Stored items:
PR #333, opened 2024-09-23
Add `log_level` check to log macro

### LINKED ISSUE #331: Control verbosity of `LVARRAY_LOG`
Would it make sense to add a runtime variable to turn off/on the output of `LVARRAY_LOG`?

https://github.com/GEOS-DEV/LvArray/blob/355e8d987fbf15c9ac07442bda28bc52a8e80480/src/Macros.hpp#L105

This would allow turning off messages appearing in GEOS logs like this:
```
Allocated    64.0 B to the HOST  : LvArray::Array<std::__cxx11::basic_string<char, std::char_traits<char>, std::allocator<char> >, 1, camp::int_seq<long, 0l>, int, LvArray::ChaiBuffer> 
Allocated    64.0 B to the HOST  : LvArray::Array<std::__cxx11::basic_string<char, std::char_traits<char>, std::allocator<char> >, 1, camp::int_seq<long, 0l>, int, LvArray::ChaiBuffer> 
Allocated    64.0 B to the HOST  : LvArray::Array<std::__cxx11::basic_string<char, std::char_traits<char>, std::allocator<char> >, 1, camp::int_seq<long, 0l>, int, LvArray::ChaiBuffer> 
```

which come from:

https://github.com/GEOS-DEV/LvArray/blob/355e8d987fbf15c9ac07442bda28bc52a8e80480/src/ChaiBuffer.hpp#L528-L532

victorapm:
Simple solution to #331 that adds a check on LVARRAY_LOG_LEVEL to LVARRAY_LOG macro

Closes #331

### DIFF
--- a/src/Macros.hpp
+++ b/src/Macros.hpp
@@ -17,6 +17,7 @@
 #include "system.hpp"
 
 // System includes
+#include <cstdlib> // std::getenv
 #include <fstream>
 #include <sstream>
 #include <iostream>
@@ -100,9 +101,24 @@
 #define TYPEOFREF( X ) std::remove_reference_t< decltype( X ) >
 
 /**
- * @brief Print the expression.
+ * @brief Conditionally print the provided expression
+ *
+ * This macro checks the value of the LVARRAY_LOG_LEVEL environment variable.
+ * If the variable is set and its value is a positive integer, the macro prints
+ * the provided expression(s) to std::cout followed by a newline.
+ * Otherwise, no output is produced.
+ *
+ * @param ... Variadic macro parameters representing the expression(s) to print.
  */
-#define LVARRAY_LOG( ... ) std::cout << __VA_ARGS__ << std::endl
+#define LVARRAY_LOG( ... ) \
+  do \
+  { \
+    const char* const log_level = std::getenv("LVARRAY_LOG_LEVEL"); \
+    if (log_level && std::atoi(log_level) > 0) \
+    { \
+      std::cout << __VA_ARGS__ << std::endl; \
+    } \
+  } while(0)
 
 /**
  * @brief Print the expression string along with its value.


corbett5:
Does the command line option in GEOS fix this for you? If so I'd rather not introduce environment variables into the mix.

victorapm:
Thanks, Ben!

I don't think any of these fix the issue for me, unless I'm missing something

https://github.com/GEOS-DEV/GEOS/blob/f9a64bb2d1fe34eab99adc25ea1d4be822eca129/src/coreComponents/mainInterface/initialization.cpp#L109-L128

corbett5:
This is what you want, but this type of message should be disabled by default.
https://github.com/GEOS-DEV/GEOS/blob/f9a64bb2d1fe34eab99adc25ea1d4be822eca129/src/coreComponents/mainInterface/initialization.cpp#L124C7-L124C27

victorapm:
I think it's disabled by default. But, this doesn't work here:

https://github.com/GEOS-DEV/LvArray/blob/355e8d987fbf15c9ac07442bda28bc52a8e80480/src/ChaiBuffer.hpp#L528-L532

which is directly using LVARRAY_LOG.

I see the trace migration option is controlling the chai callbacks:
https://github.com/GEOS-DEV/GEOS/blob/f9a64bb2d1fe34eab99adc25ea1d4be822eca129/src/coreComponents/mainInterface/ProblemManager.cpp#L226-L233

Do we need a more general option that turns on/off LVARRAY_LOG as well?

corbett5:
Those `LVARRAY_LOG` in `ChaiBuffer.hpp` you linked above are part of the CHAI callback. They should only be called when chai call backs are enabled. If you are still getting those messages after disabling trace data migration then something broke.

victorapm:
Thanks for the info! Even with data migration disabled, I’m still seeing the messages. I’m not sure I have enough knowledge to resolve this on my own (other than the fix proposed here, which I tested and confirmed it works). Could you take a look when you have a moment?

corbett5:
If this PR stopped the printing then clearly the callbacks aren't actually getting disabled. I don't have time to help with this but it sounds like a bug in GEOS (or maybe but most likely not CHAI) and should be easy to fix. I'd start by adding `GEOS_ERROR("Uh oh: " << opts.traceDataMigration )` to

https://github.com/GEOS-DEV/GEOS/blob/f9a64bb2d1fe34eab99adc25ea1d4be822eca129/src/coreComponents/mainInterface/ProblemManager.cpp#L228

just to make sure that you are indeed disabling call backs.

victorapm:
I see the problem now.

Chai constructs its `ArrayManager` with `m_callbacks_active` set to true, while we only turn it off in GEOS after a couple of allocs, hence the log messages with "Allocated" that I'm seeing

How about doing `arrayManager->disableCallbacks()` right after here?

https://github.com/GEOS-DEV/LvArray/blob/355e8d987fbf15c9ac07442bda28bc52a8e80480/src/ChaiBuffer.hpp#L41

corbett5:
I don't think we want to do this in LvArray, plus if you put it there then anytime `LvArray::internal::getArrayManager` is called call backs will be disabled even if the user wanted to enable them. I would put it somewhere high up in GEOS (perhaps directly in main? https://github.com/GEOS-DEV/GEOS/blob/f9a64bb2d1fe34eab99adc25ea1d4be822eca129/src/main/main.cpp#L35) and then remove it from `ProblemManager` https://github.com/GEOS-DEV/GEOS/blob/f9a64bb2d1fe34eab99adc25ea1d4be822eca129/src/coreComponents/mainInterface/ProblemManager.cpp#L142

victorapm:
Thanks, Ben! I'm replacing this PR with https://github.com/GEOS-DEV/GEOS/pull/3367

PR #335, opened 2024-10-01
refactor placement-new to avoid gcc-9.4 __builtin_memset bug

wrtobin:


src/arrayManipulation.hpp
```diff
@@ -292,29 +292,20 @@ void resize( T * const LVARRAY_RESTRICT ptr,
...
+      std::memset( reinterpret_cast< void * >( ptr + size ), 0, ( sizeDiff ) * sizeof( T ) );
     }
-  }
-  else
-  {
-    // Use std::size_t so that when GCC optimizes this it doesn't produce sign warnings.
-    for( std::size_t i = size; i < std::size_t( newSize ); ++i )
+    else
     {
-      new ( ptr + i ) T( std::forward< ARGS >( args )... );
```
wrtobin, line 317: ptr + i seems to be what was triggering it, switching to instead using a ptr of type T as the loop variable seems to avoid the bug

wrtobin: I was wondering if in some circumstance with the constructor arguments known as compile-time constants, it was doing enough optimizations to do some calculations down here constexpr (effectively), but something used in the calculation was uninitialized. After looking around, nothing used in the calculation isn't initialized in the boolean constructor chain, soooo idunno.

PR #358, opened 2026-08-28
fix: CUDA/HIP unit tests

victorapm:
* Fix CUDA/HIP unit tests and portability issues.
* Add HIP-specific workaround for tensor tests.
* Fix synchronization in asynchronous memory-copy tests.
* Improve numerical tolerances for tensor operations.
* Avoid integer overflow in unit tests.
* Fix buffer destruction for non-trivial types.


victorapm:
@rrsettgast @corbett5 could you take a look at this PR?

castelletto1 (approved):

PR #301, opened 2016-01-05
Add a cache-ready resource identifier.

tpendragon:
This is a stepping stone towards caching PDFs.

### DIFF
--- a/app/values/resource_identifier/solr_repository.rb
+++ b/app/values/resource_identifier/solr_repository.rb
@@ -1,0 +1,66 @@
+class ResourceIdentifier
+  ##
+  # Repository for querying solr for a single or multiple IDs and getting back a
+  # document object which can return its dependants and timestamps.
+  class SolrRepository
+    class << self
+      # @param [Array<Integer> OR Integer] id ID or array of IDs of records to
+      #   query for.
+      # @return [Record, #timestamp, #dependant_ids] Solr-record powered record
+      #   which can return its timestamp and dependant ids.
+      def find(id)
+        id = Array.wrap(id)
+        return CompositeRecord.new({}) if id.blank?
+        records = solr.query(solr_query(id), fl: "timestamp member_ids_ssim", sort: "timestamp desc").map do |r|
+          Record.new(r)
+        end
+        CompositeRecord.new(records)
+      end
+
+      private
+
+      def solr_query(id)
+        "id:(#{id.join(' OR ')})"
+      end
+
+      def solr
+        ActiveFedora::SolrService
+      end
+    end
+
+    class Record
+      attr_reader :record
+      delegate :fetch, :[], to: :record
+      def initialize(record)
+        @record = record
+      end
+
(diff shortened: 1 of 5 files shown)


app/values/resource_identifier/solr_repository.rb
```diff
@@ -0,0 +1,62 @@
...
+  class SolrRepository
+    class << self
+      # @param [Array<Integer> OR Integer] id ID or array of IDs of records to
+      #   query for.
+      # @return [Record, #timestamp, #dependant_ids] Solr-record powered record
+      #   which can return its timestamp and dependant ids.
+      def find(id)
+        id = Array.wrap(id)
+        return CompositeRecord.new({}) if id.blank?
+        records = solr.query("id:(#{id.join(' OR ')})").map do |r|
```
escowles: This seems a little heavy to me -- if there are a large number of FileSets, then loading them all, even from Solr, seems like a lot of data to move around to find the most recent timestamp.  Can't we do a Solr query like "id:X OR generic_work_ids_ssim:X", sort by timestamp, and get the timestamp from the first record?

tpendragon: The one time this might be an issue is deletes, but we can give it a shot and see if that becomes an issue.

tpendragon: (By deletes I mean it orders A, B, C, and C is most recently updated, then B is deleted - key won't change, but the state should.)

escowles: Wouldn't the A get reindexed if one of the members is removed?  I'm going to test that out, because it's something we need to account for one way or the other.

tpendragon: I'm adding the unit test now to see. A wouldn't, but the list_source would.

escowles: Manual testing shows A getting reindexed.

tpendragon: That's...sort of concerning.

app/values/resource_identifier/solr_repository.rb
```diff
@@ -0,0 +1,66 @@
...
+  class SolrRepository
+    class << self
+      # @param [Array<Integer> OR Integer] id ID or array of IDs of records to
+      #   query for.
+      # @return [Record, #timestamp, #dependant_ids] Solr-record powered record
+      #   which can return its timestamp and dependant ids.
+      def find(id)
+        id = Array.wrap(id)
+        return CompositeRecord.new({}) if id.blank?
+        records = solr.query(solr_query(id), fl: "timestamp member_ids_ssim", sort: "timestamp desc").map do |r|
```
tpendragon: To make this more efficient we would have to make filesets reindex their parents when they're deleted.

escowles: That seems like a good thing to do anyway, since we would also want to update the members list.

PR #318, opened 2016-01-07
Pulling in FileSetControllerBehavior#update method to customize destination after submit

### LINKED ISSUE #282: After editing a file from the bulk edit page, the user should be directed back to the bulk edit page
At the moment, the user redirected to the un-nested scanned resource page.

escowles:
Closes #282

### DIFF
--- a/Gemfile.lock
+++ b/Gemfile.lock
@@ -27,7 +27,7 @@ GIT
 
 GIT
   remote: git://github.com/projecthydra-labs/curation_concerns.git
-  revision: 08008bf9073ff0fe4b7d60d9327ab4b643825fe8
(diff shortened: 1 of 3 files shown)


tpendragon:
This is a lot to take responsibility for. Can pull the destination out into a method in CC and then override that?

escowles:
Yeah, I think the pattern in the base CurationConcernsController  is much better -- theres an `after_create_response` method that just handles the redirect/json output.  So I can refactor the update method in CC to have an analogous method and then only override it.

escowles:
Updated to use the new `FileSetsController#after_update_response` method.

PR #326, opened 2016-01-08
Adding collection and language facets - closes #208

### LINKED ISSUE #208: Additional facets
Facet for collection, language...what else?

escowles:


spec/models/scanned_resource_spec.rb
```diff
@@ -315,6 +315,7 @@
     end
     it "marshals logical order into solr" do
       subject.logical_order.order = params
+      subject.save
```
tpendragon: Can't solrize without it being persisted?

escowles: This works, but I admit it's pretty weird.  It also explains why it's fine in the app, because of course it saves before solrizing.

PR #328, opened 2016-01-08
Fix thumbnail sizes in bulk labeler

tpendragon:


jpstroop:
It looks like the images are getting upsampled

tpendragon:
Are you seeing that with this PR?

tpendragon:
I ask because images shouldn't be able to escape the box with this PR.

PR #335, opened 2016-01-11
Indexing collection slug - closes #332

### LINKED ISSUE #332: Allow for search by collection slug

escowles:


spec/controllers/catalog_controller_spec.rb
```diff
@@ -67,11 +67,23 @@
...
+      expect(document_ids).to eq [resource.id]
+    end
+  end
 
-    def document_ids
-      assigns[:document_list].map do |x|
-        x["id"]
-      end
+  def document_ids
+    puts assigns[:docuement_list]
```
tpendragon: Delete?

app/models/scanned_resource.rb
```diff
@@ -14,7 +14,10 @@ def to_solr(solr_doc = {})
       doc[ActiveFedora::SolrQueryBuilder.solr_name("ordered_by", :symbol)] += send(:ordered_by_ids)
       doc[ActiveFedora::SolrQueryBuilder.solr_name("logical_order", :symbol)] = [logical_order.order.to_json]
       doc[ActiveFedora::SolrQueryBuilder.solr_name("logical_order_headings", :stored_searchable)] = logical_order.object.each_section.map(&:label)
-      doc[ActiveFedora::SolrQueryBuilder.solr_name("collection", :facetable)] = in_collections.map(&:title)
+      in_collections.each do |col|
```
tpendragon: We'll have to be careful with this - if things start to slow down a lot, this may be a culprit.

escowles: Yes, if this gets too slow, we may want to think about alternative ways to handle this.  E.g., we could probably use the presenter to pull the collection info from Solr.

PR #356, opened 2016-01-18
Enable MVW Reordering.

### LINKED ISSUE #355: I should be able to reorder multi volume works

tpendragon:
Closes #355


app/controllers/curation_concerns/curation_concerns_controller.rb
```diff
@@ -1,3 +1,4 @@
+# rubocop:disable Metrics/ClassLength
```
escowles: Want to make a ticket to refactor this controller?  I don't think it's a big deal if the controller is over 100 lines, but it would be good to break out the functionality into logical chunks as it continues to grow.

tpendragon: Yeah, may as well. Not sure how we're going to refactor it...maybe a new controller? *Shrug*

tpendragon: #357

escowles: Yeah, I didn't see any big chunks at first glance that seemed like they should be broken out.  But I figure it's worth thinking about.

PR #358, opened 2016-01-19
Sammelband Manifests

tpendragon:
Implements manifests for resources which have both canvases (IE cover pages) AND child scanned resources. This allows MVWs to be Sammelbands. Whether we want to make a Sammelband model is now up to if we need a new workflow or not.

### DIFF
--- a/app/presenters/multi_volume_work_show_presenter.rb
+++ b/app/presenters/multi_volume_work_show_presenter.rb
@@ -1,9 +1,20 @@
 class MultiVolumeWorkShowPresenter < CurationConcernsShowPresenter
   def file_presenter_class
-    ::ScannedResourceShowPresenter
+    DynamicShowPresenter.new
   end
 
   def viewing_hint
     'multi-part'
+  end
+
+  class DynamicShowPresenter
+    def new(*args)
+      solr_doc = args.first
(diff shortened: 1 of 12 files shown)


app/presenters/multi_volume_work_show_presenter.rb
```diff
@@ -1,9 +1,20 @@
...
-    ::ScannedResourceShowPresenter
+    DynamicShowPresenter.new
   end
 
   def viewing_hint
     'multi-part'
   end
+
+  class DynamicShowPresenter
+    def new(*args)
```
escowles: Is there any reason why the body of this method can't just go in `file_presenter_class` above?

tpendragon: Yeah - the branch is based on the argument given to #new on initialization, which isn't available in `file_presenter_class`

escowles: OK, that makes sense.  Then this looks ready to merge -- can you squash the commits?

tpendragon:
@escowles Squashed the two range commits, but I like the separation of the range implementation and the canvas implementation.

jpstroop:
It's not clear to me whether we need a new workflow or not. Could we walk through it tomorrow?

PR #366, opened 2016-01-22
MVW Structures

tpendragon:
Enables structuring a MVW and Sammelband and converting those structures into a IIIF manifest.


app/views/curation_concerns/multi_volume_works/_members.html.erb
```diff
@@ -15,7 +15,11 @@
           <tr>
             <td class="col-xs-3"><%= render_thumbnail_tag res %></td>
             <td>
-              <%= link_to res.title, main_app.curation_concerns_member_scanned_resource_path(@presenter.id, res.id) %>
+              <% if @presenter.model_name.singular == "scanned_resource" %>
```
escowles: Is there a better way to check if it's a ScannedResource?  Not sure if checking the presenter class is any better...

tpendragon: Yeah, this bothered me too. I'm not sure really - I could rescue from an exception if the path doesn't exist?

escowles: Or maybe the presenters could have a method for link to me in the context of X MVW?

tpendragon: Ah, yeah, while writing tests I realized this doesn't even work.

Issue #74, opened 2015-09-14
Accumulate rights statements


jpstroop:
When we're a little further along, show major stakeholders how rights statements / access controls will work and ask them for updated language.

jpstroop:
This is the language that shook out of a recent grant proposal:

> Princeton University Library makes no claims to rights over these images. They are presented for free, on a non-commercial, open-access basis, for fair-use academic and research purposes only. Anyone who claims copyright over any part of these resources and feels that they should not be presented in this manner is invited to contact Princeton University Library, who will in turn consider such concerns and make every effort to respond appropriately.

I think it's a sensible default. @joycebcat, we can have alternatives. Can you think of any major deviations from it from PUDL projects past?

joycebcat:
No, I don’t know of any major deviations from it. —Joyce


On Sep 25, 2015, at 11:14 AM, Jon Stroop <notifications@github.com<mailto:notifications@github.com>> wrote:


This is the language that shook out of a recent grant proposal:

Princeton University Library makes no claims to rights over these images. They are presented for free, on a non-commercial, open-access basis, for fair-use academic and research purposes only. Anyone who claims copyright over any part of these resources and feels that they should not be presented in this manner is invited to contact Princeton University Library, who will in turn consider such concerns and make every effort to respond appropriately.

I think it's a sensible default. @joycebcat<https://github.com/joycebcat>, we can have alternatives. Can you think of any major deviations from it from PUDL projects past?

jpstroop:
First pass:
 * Rights URI for 2.1, 2.3, 2.4, 2.5, 2.7, & 2.9
 * PUL Boilerplate & Citation info
 * Location / Contact INFO
 * Qualifying note

jpstroop:
Initial boilerplate: 

> Princeton University Library claims no copyright governing this digital resource. They are presented for free, on a non-commercial, open-access basis, for fair-use academic and research purposes only. Anyone who claims copyright over any part of these resources and feels that they should not be presented in this manner is invited to contact Princeton University Library, who will in turn consider such concerns and make every effort to respond appropriately.
[please cite us / Attribution]

escowles:
Making more specific tickets #388 and #389, and closing this omnibus ticket.

PR #380, opened 2016-01-26
Adding RightsStatements.org rights statements using QA

escowles:
First part of #74 -- using RightsStatements.org rights statements, and displaying the associated public-facing description, plus generic Princeton boilerplate.


tpendragon:
:+1: Looks and works great!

* Work to be completed
What you give back must be the stretch above, starting at the line with "fix: CUDA/HIP unit tests" and ending at the line with "getting back a", copied exactly.

* Solution to this exercise
fix: CUDA/HIP unit tests

victorapm:
* Fix CUDA/HIP unit tests and portability issues.
* Add HIP-specific workaround for tensor tests.
* Fix synchronization in asynchronous memory-copy tests.
* Improve numerical tolerances for tensor operations.
* Avoid integer overflow in unit tests.
* Fix buffer destruction for non-trivial types.


victorapm:
@rrsettgast @corbett5 could you take a look at this PR?

castelletto1 (approved):

PR #301, opened 2016-01-05
Add a cache-ready resource identifier.

tpendragon:
This is a stepping stone towards caching PDFs.

### DIFF
--- a/app/values/resource_identifier/solr_repository.rb
+++ b/app/values/resource_identifier/solr_repository.rb
@@ -1,0 +1,66 @@
+class ResourceIdentifier
+  ##
+  # Repository for querying solr for a single or multiple IDs and getting back a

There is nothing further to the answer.